Systems of linear equations: Why does no one plug back in?

Question

When someone wants to solve a system of linear equations like

$$\begin{cases} 2x+y=0 \\ 3x+y=4 \end{cases}\,,$$

they might use this logic:

$$\begin{align} \begin{cases} 2x+y=0 \\ 3x+y=4 \end{cases} \iff &\begin{cases} -2x-y=0 \\ 3x+y=4 \end{cases} \\ \color{maroon}{\implies} &\begin{cases} -2x-y=0\\ x=4 \end{cases} \iff \begin{cases} -2(4)-y=0\\ x=4 \end{cases} \iff \begin{cases} y=-8\\ x=4 \end{cases} \,.\end{align}$$

Then they conclude that $(x, y) = (4, -8)$ is a solution to the system. This turns out to be correct, but the logic seems flawed to me. As I see it, all this proves is that $$ \forall{x,y\in\mathbb{R}}\quad \bigg( \begin{cases} 2x+y=0 \\ 3x+y=4 \end{cases} \color{maroon}{\implies} \begin{cases} y=-8\\ x=4 \end{cases} \bigg)\,. $$

But this statement leaves the possibility open that there is no pair $(x, y)$ in $\mathbb{R}^2$ that satisfies the system of equations.

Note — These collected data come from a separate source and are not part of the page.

PR #821, opened 2026-06-09
Add support for BFloat16

### LINKED ISSUE #298: Add Support for BFloat16
With Julia 1.11 coming up, we will have native support for BFloat16 https://github.com/JuliaLang/julia/issues/41075.

Metal also supports BFloat16 onwards from [Apple6 (M1) GPU architecture](https://developer.apple.com/metal/Metal-Feature-Set-Tables.pdf).

### LINKED ISSUE #817: [Julia 1.13] BFloat16 compilation failures
Prior to LLVM 19, on Apple Silicon, BFloat16 is treated as an i16. Julia 1.13 uses LLVM 20, which uses the LLVM bfloat type. This is causing compilation failures on native kernels using BFloat16.

Seems to be the reason for test failures on 1.13 for https://github.com/JuliaGPU/Metal.jl/pull/812 and https://github.com/JuliaGPU/Metal.jl/pull/446.

maleadt:
Julia 1.13+ only, since that's the only release where we generate `bfloat` on AArch64 (even though this is only a property of the CPU back-end...).

Fixes https://github.com/JuliaGPU/Metal.jl/issues/298
Fixes https://github.com/JuliaGPU/Metal.jl/issues/817


maleadt:
Turns out that software-emulated BFloat16 already worked. I wonder if we should warn users about this, but it's tricky, since our current bad datatype detection operates at the LLVM level (and software-emulated BFLoat16 is simply `i16` there).

PR #822, opened 2026-06-09
Default to SharedStorage

christiangnrd:


src/array.jl
```diff
@@ -39,7 +39,8 @@ end
 
 `N`-dimensional Metal array with storage mode `S` and elements of type `T`.
 
-`S` can be `Metal.PrivateStorage` (default), `Metal.SharedStorage`.
+`S` can be `Metal.SharedStorage` (default), `Metal.PrivateStorage`. The default
+storage mode can be changed by setting `default_storage` in LocalPreferences.
```
christiangnrd:
```suggestion
storage mode can be changed by setting `default_storage` in LocalPreferences.toml.
```

christiangnrd:
Could the github actions [failure](https://github.com/JuliaGPU/Metal.jl/actions/runs/27759897413/job/82131223290) be related to the compilation failures?

maleadt:
I'm not sure how. There's a known issue with ObjC errors leaking outside of their retain/release scope and crashing during error reporting, but that's read-only and shouldn't cause a crash in LLVM.

maleadt:
I guess the remaining question is semantics. Do we want to allow scalar iteration on shard memory so that it can be used with CPU code? It'll never be as fast as Array, but if we port the `dirty` memory flag tracking from CUDA.jl we can get it down to a couple of ns (as opposed to ~1ns for an Array getindex or so). If we want to add back scalar iteration checking we add another couple of ns for the TLS check on every access.

christiangnrd:
i.e. `unsafe_wrap(Array, ...` wouldn't be needed?

maleadt:
Right, that's the current design of CUDA.jl:

```julia-repl
Precompiling CUDA finished.
  12 dependencies successfully precompiled in 43 seconds. 90 already precompiled.

julia> CUDA.allowscalar(false)

julia> a = cu([1])
1-element CuArray{Int64, 1, CUDACore.DeviceMemory}:
 1

julia> a[]
ERROR: Scalar indexing is disallowed.

julia> b = cu([1]; unified=true)
1-element CuArray{Int64, 1, CUDACore.UnifiedMemory}:
 1

julia> b[]
1
```

I'm not entirely convinced this is the best option though. It makes sense, but people often use `allowscalar` for detecting GPU code. We could tell them they have to use private memory for that, but it still makes `allowscalar(false)` a lie.

christiangnrd:
This is also how shared storage currently works

christiangnrd:
But without the `dirty` flag so there might be some latent race conditions with shared MtlArrays

maleadt:
> This is also how shared storage currently works

Right, but it never was the default. It would break users doing `allowscalar(false)` to detect GPU functionality execution on the CPU.

And we definitely need the `dirty` flag to improve performance here. But that can be follow-up work.

christiangnrd:
What of we add a `@warn` when they call allowscalar the first time if default storage mode is shared?

maleadt:
I guess that could work, but the interface is not extensible like that right now.

EDIT: I guess we could implement `Metal.allowscalar`, have it warn, and then call `GPUArrays.allowscalar`.

christiangnrd:
New relevant case: unsupported sorts (`by != identity`) will silently run on the CPU under SharedStorage.

PR #824, opened 2026-06-12
Update CI

christiangnrd:
Add explicit "m1" tag to benchmarks to avoid issues if we ever get runners on newer GPUs


maleadt:
If we're using the JuliaGPU cluster, the secure pipeline and everything to do with cryptic can go.

maleadt:
CI is going to take ages though on my single M2...

christiangnrd:
Are the old M1 runners only in the julia queue until the juliaecosystem queue is recreated?

Also this runner reports being an M1

maleadt:
Yes I was mistaken; it's an M1. Once I have a better picture of the state of Base CI, I'll claw back some agents for JuliaGPU. And maybe buy a couple when the M5 mac mini releases.

> Are the old M1 runners only in the julia queue until the juliaecosystem queue is recreated?

`juliaecosystem` is unlikely to come back

christiangnrd:
~Not sure why the Benchmarks aren't waiting for every other test to be done before running.~
Edit: they depend on successful completion of the main tests

christiangnrd:
The only related issue remaining is Documenter failure which Iprobably requires more permissions to address.

Other failures:
- On 1.10 and 1.11, the tensor matmul errors are #825 
- The output/locale issue seems to have been magically fixed on 1.13 but not 1.12. Assuming the locale has been changed would clearing the caches potentially fix this on 1.12?
- API Validation failures are #827
- The `attention_tensor` function in the flash_attention example fails under shader validation for using too much threadgroup memory. I've opened #828 to guard against this, but the example still needs to be fixed (or disabled under shader validation?)

PR #835, opened 2026-06-16
Fix broadcasting of large arrays under shader validation

christiangnrd:


christiangnrd:
This isn't tested on CI and I just want the benchmarks

PR #837, opened 2026-06-17
Keep tensor op descriptors out of constant AS

### LINKED ISSUE #834: Tensor gemm shader validation failures
The tensor gemm failures are real. The decomposition ones false positives caused by the gpu refusing new commands after the tensor failures.

See: https://buildkite.com/julialang/metal-dot-jl/builds/2910#019ed081-e478-4b15-8c2a-cdaa17335b91

maleadt:
Metal Shader Validation faults when __tensorops_impl_matmul2d_op_run receives a matmul descriptor initialized from a global that GPUCompiler cloned into AIR constant address space 2. GPUCompiler now provides a Metal hook for selecting the address space of each constant global, so override it for globals that feed tensor-op descriptor copies and leave only those constants in AS0 while preserving the default AS2 lowering for ordinary constants.

The inline tensor constructors also mark their explicitly packed-stride descriptors as non-contiguous, matching the initialization path used by the tensor-op runtime.

Fixes https://github.com/JuliaGPU/Metal.jl/issues/834


maleadt:
Looks like https://github.com/JuliaGPU/GPUCompiler.jl/pull/848 caused issues here.

christiangnrd:
Nightly failure is https://github.com/JuliaGPU/GPUArrays.jl/pull/735

maleadt:
We triggered a different validation failure first, I think:
```
Error in testset examples/flashattention:
Error During Test at /Users/julia/.julia/scratchspaces/a66863c6-20e8-4ff4-8a62-49f30b1f605e/agent-cache/default-macmini-aarch64-2.1/depots/5cd495a2-4a16-4674-ae02-c839447744bb/packages/ParallelTestRunner/kZFbj/src/ParallelTestRunner.jl:400
  Got exception outside of a @test
  LoadError: ArgumentError: Total used threadgroupMemoryLength(49152) must be <= 32768 bytes.
```

christiangnrd:
The main :tensor tests weren't run but the flopscomp example (which ran first) tests the tensor (via :native) path as of my changes yesterday so this should be good. The flashattention failure I mention in https://github.com/JuliaGPU/Metal.jl/pull/824#issuecomment-4696647001 and I'm pretty sure it's the last validation error for CI to be green again

PR #841, opened 2026-06-17
Dump artifacts when LLVM generation failed.

maleadt:
For https://github.com/JuliaGPU/GPUCompiler.jl/issues/851

Let's retry builds here until we catch the bug


maleadt:
I can't get this to reproduce, so let's merge instead.

PR #844, opened 2026-06-19
Work around REPL invalidating precompilation

christiangnrd:
Seems to be 1.14-only


maleadt:
Hmm, I'd rather we investigate this first. The whole premise of https://github.com/JuliaLang/julia/pull/61714 was to _avoid_ needing this.

maleadt:
I've added this to GPUCompiler

PR #847, opened 2026-06-20
Add a batched command queue to amortize launch overhead

maleadt:
To amortize the cost of creating and submitting a command buffer on every launch, make `global_queue` return a batched command queue that allows submitting tasks to an open command buffer, automatically flushed and submitted on synchronization or certain other events.


maleadt:
Yay, some nice speed-ups in there.

PR #855, opened 2026-06-22
Use MPS for accumulate/reduce/sort

maleadt:
Sort didn't work before, and accumulate/reduce are a bit faster in some cases, and never slower. At least not right now, probably will have to re-evaluate once we switch to AK.jl.


maleadt:
Some impressive speed-ups!

PR #863, opened 2026-06-23
More types for MPSGraph reduction/scan/sort support

christiangnrd:
Funny enough I tried to add `&` and `|` reductions but Base is broken for those until https://github.com/JuliaLang/julia/pull/58418

### DIFF
--- a/lib/mpsgraphs/scan.jl
+++ b/lib/mpsgraphs/scan.jl
@@ -1,4 +1,4 @@
-const MPSGRAPH_VALID_SCAN_TYPES = Union{Float16, Float32}
+const MPSGRAPH_VALID_SCAN_TYPES = filter(T -> T <: Real && T != Bool, (MPS.jl_mps_to_typ |> values |> collect))
 
 function cumulativeSumWithTensor(graph::MPSGraph, tensor::MPSGraphTensor,
                                  axis::Integer, exclusive::Bool,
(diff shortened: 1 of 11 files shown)


lib/mpsgraphs/scan.jl
```diff
@@ -40,21 +40,27 @@ function cumulativeMinimumWithTensor(graph::MPSGraph, tensor::MPSGraphTensor,
...
-scan_operation(::typeof(*)) = :product
-scan_operation(::typeof(Base.mul_prod)) = :product
-scan_operation(op) =
-    throw(ArgumentError("MPSGraph scan supports + and *"))
+scan_operation(::DataType, ::typeof(+)) = :sum
+scan_operation(::DataType, ::typeof(Base.add_sum)) = :sum
+scan_operation(::DataType, ::typeof(*)) = :product
+scan_operation(::DataType, ::typeof(Base.mul_prod)) = :product
+scan_operation(::Type{<:Integer}, ::typeof(min)) = :minimum
+scan_operation(::Type{<:Integer}, ::typeof(max)) = :maximum
```
maleadt, line 48: Yeah I had removed these because of incompatible NaN propagation, but you're right that it should work for integers.

christiangnrd:
Edit: I've decided `Bool` for scans and reductions is future work for someone who thinks they would benefit from it
~A few quirks I'm probably overthinking:~
~- I don't include `Bool` for `scan` when it's technically supported and does something for min/max~
~- bitwise and and or reductions are broken in Base so I didn't add them butmaybe I should?~
~- Properly encoding support for types/operations will become a mess of lists/unions. Is it worth it?~

christiangnrd:
3x regression for the `array/accumulate/Int64/dims=1L` benchmark. Other Int64 benchmarks seem to be the same or improved.

PR #870, opened 2026-06-30
Add ordered atomics

VEZY:
Note: I used Codex with GPT5.5 High to implement this feature. For context, my original issue with this problem was about building a correct TLAS on the GPU with RayCore.jl (which failed): https://github.com/JuliaGeometry/Raycore.jl/pull/19

## Summary

This adds explicit memory-order support to Metal’s low-level atomic intrinsics and enables KernelAbstractions atomic support for `MetalBackend`.

Metal atomic operations previously exposed only relaxed ordering through the Julia API. That is fine for counters and reductions, but it is not enough for synchronization patterns where ordinary device-memory writes are published through an atomic operation and then read by another workitem.

Changes:
- Add Metal `memory_order` enum values for relaxed, acquire, release, acq_rel, and seq_cst.
- Add explicit ordering arguments to low-level atomic load/store/exchange/fetch/CAS functions.
- Preserve relaxed defaults for existing direct Metal atomic call sites.
- Add compare-exchange success/failure ordering support.
- Use `Val`-specialized ordering paths so GPU code receives compile-time ordering constants.
- Enable `KernelAbstractions.supports_atomics(::MetalBackend)`.
- Add a regression test for a cross-workitem publish/consume pattern using device-memory writes plus an ordered atomic `fetch_add`.

## Why

KernelAbstractions and Atomix can express atomic operations with acquire/release or sequentially-consistent semantics. Metal needs to receive those requested orderings for synchronization-sensitive GPU algorithms to be correct.

The new regression test models a common bottom-up refit pattern: each workitem writes ordinary device memory, then increments an atomic counter; the second arriving workitem reads both children’s ordinary writes and publishes the parent. This requires the atomic operation to provide ordering, while still allowing relaxed atomics for cases that do not need synchronization.

## Validation

- Metal atomic tests passed.
- Metal KernelAbstractions integration test passed.
- Downstream RayCore TLAS/BLAS Metal repro passed with Atomix orderings wired through to Metal.
- ArchimedLight-derived static TLAS comparison passed: CPU-built/adapted and direct Metal-built TLAS match for nodes, instances, all BLAS buffers, descriptors, and root AABB.

### DIFF
--- a/src/MetalKernels.jl
+++ b/src/MetalKernels.jl
@@ -33,7 +33,7 @@ KA.synchronize(::MetalBackend) = synchronize()
 KA.functional(::MetalBackend) = Metal.functional()
 
 KA.supports_float64(::MetalBackend) = false
-KA.supports_atomics(::MetalBackend) = false
+KA.supports_atomics(::MetalBackend) = true
 KA.supports_unified(::MetalBackend) = true
 
 Adapt.adapt_storage(::MetalBackend, a::Array) = Adapt.adapt(MtlArray, a)
--- a/src/MetalKernels.jl
+++ b/src/MetalKernels.jl
@@ -33,7 +33,7 @@ KA.synchronize(::MetalBackend) = synchronize()
 KA.functional(::MetalBackend) = Metal.functional()
 
 KA.supports_float64(::MetalBackend) = false
-KA.supports_atomics(::MetalBackend) = true
+KA.supports_atomics(::MetalBackend) = metal_support() >= v"4.1"
 KA.supports_unified(::MetalBackend) = true
 
 Adapt.adapt_storage(::MetalBackend, a::Array) = Adapt.adapt(MtlArray, a)
--- a/src/device/intrinsics/atomics.jl
+++ b/src/device/intrinsics/atomics.jl
@@ -1,37 +1,5 @@
 # Atomic Functions
 
-@enum memory_order::Int32 begin
-    memory_order_relaxed = 0
-    memory_order_acquire = 2
-    memory_order_release = 3
-    memory_order_acq_rel = 4
-    memory_order_seq_cst = 5
-end
-
-# Ordered atomics are only available in newer Metal language versions. Keep this
-# check in device code so target constants can propagate and an enclosing
-# `metal_version()` guard can eliminate an otherwise unsupported operation.
-@inline function check_memory_order(::Val{order}) where {order}
-    if order === memory_order_relaxed
-        return
-    elseif order === memory_order_seq_cst
-        @static_assert(metal_version() >= sv"4.0",
-                       "Atomic memory_order_seq_cst requires Metal 4.0 or newer.")
-    elseif order === memory_order_acquire
-        @static_assert(metal_version() >= sv"4.1",
-                       "Atomic memory_order_acquire requires Metal 4.1 or newer.")
-    elseif order === memory_order_release
-        @static_assert(metal_version() >= sv"4.1",
-                       "Atomic memory_order_release requires Metal 4.1 or newer.")
-    elseif order === memory_order_acq_rel
-        @static_assert(metal_version() >= sv"4.1",
-                       "Atomic memory_order_acq_rel requires Metal 4.1 or newer.")
-    else
-        @static_assert(false, "Invalid atomic memory ordering.")
-    end
-    return
-end
-
 # XXX: the integers should come from some enum
 const atomic_memory_names = Dict(
     AS.Device      => ("global", Int32(2)),
@@ -51,6 +19,7 @@ const atomic_type_names = Dict(
 for typ in (:Int32, :UInt32), as in (AS.Device, AS.ThreadGroup)
     typnam = atomic_type_names[typ]
     memnam, memid = atomic_memory_names[as]
+    default_flags = as === AS.Device ? MemoryFlagDevice : MemoryFlagThreadGroup
 
     @eval begin
         @inline atomic_store_explicit(ptr::LLVMPtr{$typ,$as}, desired::$typ) =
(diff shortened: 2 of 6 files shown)


VEZY:
Of course I also kept the default memory order to relaxed.

VEZY:
I put `supports_atomics` to `true`:

```julia
KA.supports_atomics(::MetalBackend) = true
```

because I also opened a PR on Atomix here: https://github.com/JuliaConcurrent/Atomix.jl/pull/79

maleadt:
Even though these orderings seemed to work, both on CI and on my system, I prefer if we follow the Apple spec: 
image

To make it easier to write code against different MSL versions, I added https://github.com/JuliaGPU/GPUCompiler.jl/pull/880 and applied that here.

christiangnrd:
FYI there seems to be a typo in Apple's table. `memory_order_seq_cst` was added in Metal 3.2 for `atomic_thread_fence` only and that doesn't seem to have changed in Metal 4

src/device/intrinsics/atomics.jl
```diff
@@ -2,6 +2,34 @@
...
+end
+
+# Ordered atomics are only available in newer Metal language versions. Keep this
+# check in device code so target constants can propagate and an enclosing
+# `metal_version()` guard can eliminate an otherwise unsupported operation.
+@inline function check_memory_order(::Val{order}) where {order}
+    if order === memory_order_relaxed
+        return
+    elseif order === memory_order_seq_cst
+        @static_assert(metal_version() >= sv"4.0",
```
christiangnrd: Before Metal 4.1, `memory_order_seq_cst` was only supported with `atomic_thread_fence` which we haven't wrapped yet.
```suggestion
        @static_assert(metal_version() >= sv"4.1",
```

test/device/intrinsics/atomics.jl
```diff
@@ -228,6 +228,42 @@ n = 128 # NOTE: also hard-coded in MtlThreadGroupArray constructors
...
+        function ordered_fetch_kernel(a, ::Val{ORDER}) where {ORDER}
+            Metal.atomic_fetch_add_explicit(pointer(a, 1), Int32(1), ORDER)
+            return
+        end
+
+        # The enum value is in the kernel signature, so the public enum overload
+        # specializes it to a Val before lowering to AIR.
+        for (order, minimum, message) in (
+            (Metal.memory_order_relaxed, v"3.0", nothing),
+            (Metal.memory_order_seq_cst, v"4.0",
```
christiangnrd: See previous comment
```suggestion
            (Metal.memory_order_seq_cst, v"4.1",
```

christiangnrd (changes requested):
This needs a minor rewrite. `memory_order_relaxed` is still the only _supported_ order for all released versions of macOS, and with the unreleased Metal 4.1, atomics lower to a different form with an extra argument for the memory flag

maleadt:
Can you test on macOS 27? I only have a virtualized environment.

christiangnrd:
Tests seem to pass on macOS 27 except 1.10, but I can't help but feel like there's a much less messy way to do this. Considering the atomic operation changes really only apply to macOS 27, I'll split off the fence stuff into its own PR

maleadt:
Okay, different approach, targeting a single IR form and downgrading during compilation. That's similar to what we do for simdgroup intrinsics. WDYT?

christiangnrd:
> targeting a single IR form and downgrading during compilation

That was one reason for my hesitation about the previous method. AIR 2.9 always lowers to the extra-arg version. I assume the old method is accepted for compatibility but I'd rather do it right since we never know when they'll get around to adding it to the validator.

My other gripe was about the sheer amount of code duplication which this new approach also seems to improve upon. I still think we should merge #875 separately first but at least now the diff is manageable for me to review

src/device/intrinsics/atomics.jl
```diff
@@ -19,60 +15,172 @@ const atomic_type_names = Dict(
...
+            flags::Union{MemoryFlags,UInt32}=default_atomic_flags(order, Val($as)))
+            atomic_load_explicit(ptr, Val(order), Val(flags))
         end
 
-        function atomic_load_explicit(ptr::LLVMPtr{$typ,$as})
+        function atomic_load_explicit(ptr::LLVMPtr{$typ,$as}, ::Val{O},
+                                      ::Val{F}) where {O,F}
+            @static_assert(O === memory_order_relaxed || O === memory_order_acquire ||
+                           O === memory_order_seq_cst,
+                           "atomic_load_explicit only supports relaxed, acquire, or sequentially consistent ordering.")
```
christiangnrd: Not sure this is true

src/device/intrinsics/atomics.jl
```diff
@@ -19,60 +15,172 @@ const atomic_type_names = Dict(
...
+    order === memory_order_seq_cst
+
+# MSL 4.1 requires callers to spell out flags for ordered atomics. We instead default
+# to the memory region addressed by the pointer, while retaining mem_none for relaxed
+# operations to match the no-flags MSL overload.
+@inline atomic_order_and_flags_available(order, flags) =
+    (order === memory_order_relaxed && flags == MemoryFlagNone) ||
+    metal_version() >= sv"4.1"
+
+# MSL specification section 6.15: failure ordering is restricted to relaxed, acquire,
```
christiangnrd: Apple doesn't care about section name "ABI" compatibility. This is already outdated when looking at the Metal 4.1 version. I wouldn't specify a section number

src/device/intrinsics/atomics.jl
```diff
@@ -95,23 +203,47 @@ for (op, types) in atomic_fetch_and_modify, typ in types, as in (AS.Device, AS.T
...
+
+        function $f(ptr::LLVMPtr{$typ,$as}, desired::$typ, ::Val{O}, ::Val{F}) where {O,F}
+            @static_assert(valid_atomic_order(O), "Invalid atomic memory ordering.")
+            @static_assert(atomic_order_and_flags_available(O, F),
+                           "Ordered atomics and memory flags require Metal 4.1 or newer.")
             @typed_ccall($"air.atomic.$memnam.$op.$typnam", llvmcall, $typ,
-                         (LLVMPtr{$typ,$as}, $typ, Int32, Int32, Bool),
-                         ptr, desired, Val(memory_order_relaxed), Val($memid), Val(true))
+                         (LLVMPtr{$typ,$as}, $typ, Int32, Int32, Int32, Bool),
+                         ptr, desired, Val(O), Val($memid), Val(F), Val(false))
```
christiangnrd: I guess this isn't a new issue but Float32 `add` and `sub` for threadgroup memory aren't supported before metal 4.1

src/device/intrinsics/atomics.jl
maleadt: I was following C++14-memory-model UB rules here. But I'll relax it.

src/MetalKernels.jl
```diff
@@ -33,7 +33,7 @@ KA.synchronize(::MetalBackend) = synchronize()
 KA.functional(::MetalBackend) = Metal.functional()
 
 KA.supports_float64(::MetalBackend) = false
-KA.supports_atomics(::MetalBackend) = false
+KA.supports_atomics(::MetalBackend) = true
```
christiangnrd:
```suggestion
KA.supports_atomics(::MetalBackend) = metal_support() >= v"4.1"
```

test/kernelabstractions.jl
```diff
@@ -1,5 +1,8 @@
 import KernelAbstractions
 using Metal.MetalKernels
+using Test
+
+@test KernelAbstractions.supports_atomics(MetalBackend())
```
christiangnrd: This or just remove? It doesn't feel like a very useful test

```suggestion
@test KernelAbstractions.supports_atomics(MetalBackend()) == Metal.metal_support() >= v"4.1"
```

src/device/intrinsics/atomics.jl
```diff
@@ -1,113 +1,194 @@
...
-    :UInt64  => "i64",
-    :Float32 => "f32"
-)
 
+@inline function default_atomic_flags(order::memory_order, ::Val{A}) where {A}
+    order === memory_order_relaxed && return MemoryFlagNone
+    A === AS.Device ? MemoryFlagDevice : MemoryFlagThreadGroup
+end
+
+@inline valid_atomic_order(order) =
```
christiangnrd: Can't this be represented as cleanly without the need for a function with `order isa memory_order`?

christiangnrd:
Is https://github.com/JuliaGPU/Metal.jl/commit/5598ff257758057fa6e607f1be10487fbef71ac9 still here on purpose?

maleadt:
> Is [5598ff2](https://github.com/JuliaGPU/Metal.jl/commit/5598ff257758057fa6e607f1be10487fbef71ac9) still here on purpose?

No, that's something I reverted on main, and apparently snuck in here again.

christiangnrd:
I lost the more detailed comment I had typed up, but I think I confused the robot when merging #875 and force-pushing to update this PR and it's somehow back to the messy version that made me comment https://github.com/JuliaGPU/Metal.jl/pull/870#issuecomment-4994494416

This PR shouldn't need any code or test changes to atomic fences unless we decide we want the atomic check functions in synchronization. But I had removed `check_atomic_thread_fence_order` in #875 since it was only used once and didn't clutter up the function too much so the other ones could probably be moved to atomics.jl

maleadt:
Github is being confused here... I pushed a clean-up commit, but it doesn't appear. I'll re-open on a first-party branch.

maleadt:
https://github.com/JuliaGPU/Metal.jl/pull/889

VEZY:
Thanks @maleadt and @christiangnrd for pushing this forward ! And sorry for not having participated more in the discussion; that was way out of my capabilities.

PR #43, opened 2015-04-02
Drop reference to moved project

DavidPrevot:
Hi Evert,

Please note that you may wish to simply drop the copyright notice from the [generic license](http://sabre.io/license/), or at least update the last year there too.


evert:
Thanks! didn't realize this was outdated. Will update the other year as well.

$$ \text{What if}\; \begin{cases} 2x+y=0 \\ 3x+y=4 \end{cases} \;\text{has no solution?} $$

It seems to me that to really be sure we've solved the equation, we have to plug back in for $x$ and $y$. I'm not talking about checking our work for simple mistakes. This seems like a matter of logical necessity. But of course, most people don't bother to plug back in, and it never seems to backfire on them. So why does no one plug back in?

P.S. It would be great if I could understand this for systems of two variables, but I would be deeply thrilled to understand it for systems of $n$ variables. I'm starting to use Gaussian elimination on big systems in my linear algebra class, where intuition is weaker and calculations are more complex, and still no one feels the need to plug back in.

Answer 1

You wrote this step as an implication:

$$\begin{cases} -2x-y=0 \\ 3x+y=4 \end{cases} \implies \begin{cases} -2x-y=0\\ x=4 \end{cases}$$

But it is in fact an equivalence:

$$\begin{cases} -2x-y=0 \\ 3x+y=4 \end{cases} \iff \begin{cases} -2x-y=0\\ x=4 \end{cases}$$

Then you have equivalences end-to-end and, as long as all steps are equivalences, you proved that the initial equations are equivalent to the end solutions, so you don't need to "plug back" and verify. Of course, carefulness is required to ensure that every step is in fact reversible.

Answer 2

It's not hard to see that there is a solution; Notice that the equations are linearly independent. We only have three cases: either the lines are on top of each other, are parallel but a constant vertical distance apart, or cross each other at some point. Linear independence let's us know we are not dealing with case $1$ and we can just as easily plug in points to check case $2$, so only case $3$ is left. We could also just solve for $y$ and remember some basic algebra.

Answer 3

The key is that in solving this system of equations (or with row-reduction in general), every step is reversible. Following the steps forward, we see that if $x$ and $y$ satisfy the equations, then $x = 4$ and $y = -8$. That is, we conclude that $(4,-8)$ is the only possible solution, assuming a solution exists. Conversely, we can follow the arrows in the other direction to find that if $x = 4$ and $y = -8$, then the equations hold.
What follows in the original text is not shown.